Speckflagge gegen Hammaburg

Abseits des Fußballplatzes ist Bremen ein historischer Verlierer. Die alte Rivalität zwischen Hamburg und Bremen ist schon längst keine mehr. Deshalb kann sie ihre Fortsetzung nur im Sport finden: Werder und der HSV beharken sich stellvertretend

von Jan Kahlcke

Stolz sind sie, die Bremer. Auf ihre Geschichte. Auf ihre Selbständigkeit. „Europas älteste Stadtrepublik“ hat Ex-Bürgermeister Hennig Scherf sein Gemeinwesen gern genannt. Aber wenn sie auf die große Schwester Hamburg blicken, werden sie ein bisschen neidisch. Dann denken sie: Hätte nicht alles auch ganz anders kommen können?

Hätte es. 845 zum Beispiel, als die Wikinger dem Hamburger Bischof Ansgar seinen ärmlichen hölzernen Bischofssitz, die Hammaburg, abfackelten und der seinen Bischofssitz nach Bremen verlegte. Damals schien Hamburgs Schicksal besiegelt, die Siedlung den Marodeuren preisgegeben. Bremen dagegen erlebte seine erste Blüte.

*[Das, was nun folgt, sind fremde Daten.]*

PR #7536, opened 2026-05-28
LPD-92475 Stop persisting "null" for nullable AS metadata URIs

cdbm:
https://liferay.atlassian.net/browse/LPD-92475

## What is being fixed

`OAuthClientASLocalMetadataLocalServiceImpl` reduced Nimbus URIs and identifiers back to `String` with `String.valueOf`, which returns the literal string `"null"` when the source URI is null. Nimbus then round-tripped that literal through `new URI("null")` and `toJSONObject()`, so the stored metadata JSON contained entries like `"userinfo_endpoint":"null"`. On the next login, `OIDCProviderMetadata.parse` rehydrated those as non-null relative URIs and the OIDC flow blew up with "URI is not absolute" when it tried to call `toURL` on them. Rows already saved before the fix carried the same corruption and kept failing OIDC login until an admin manually re-saved each provider.

## How it is being fixed

The first two commits stop new writes from creating the corruption. Every Nimbus URI and identifier is routed through `Objects.toString(..., StringPool.BLANK)` before persisting, and each `set*EndpointURI` call in `_generateAuthorizationServerMetadataJSON` and `_generateMetadataJSON` is gated on `Validator.isNotNull` so a stray literal `"null"` still cannot reach the stored JSON even if upstream sanitization is bypassed.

Vielleicht wäre es dabei geblieben, hätte die Kirche nicht auch den hohen Norden notfalls mit dem Schwert christiansieren wollen. Und dafür war Hamburg eine unverzichtbare Bastion, die wieder und wieder aufgebaut wurde. Als der Ostseehandel im 14. Jahrhundert einen Aufschwung erlebte, lag Hamburg goldrichtig: Als Ostseehafen für das damals mächtige Lübeck. Als Hamburg in die Hanse eintrat, war Bremen schon das erste Mal wieder rausgeflogen: Es lag abseits der wichtigen Handelsverbindung London-Nowgorod, die Interessen der Bremer lagen eher im Nord-Süd- als im Ost-West-Handel. Für Hamburg dagegen ging es nur noch bergauf: Die Kaufleute von der Elbe gewannen in der Hanse schnell an Einfluss und Unabhängigkeit.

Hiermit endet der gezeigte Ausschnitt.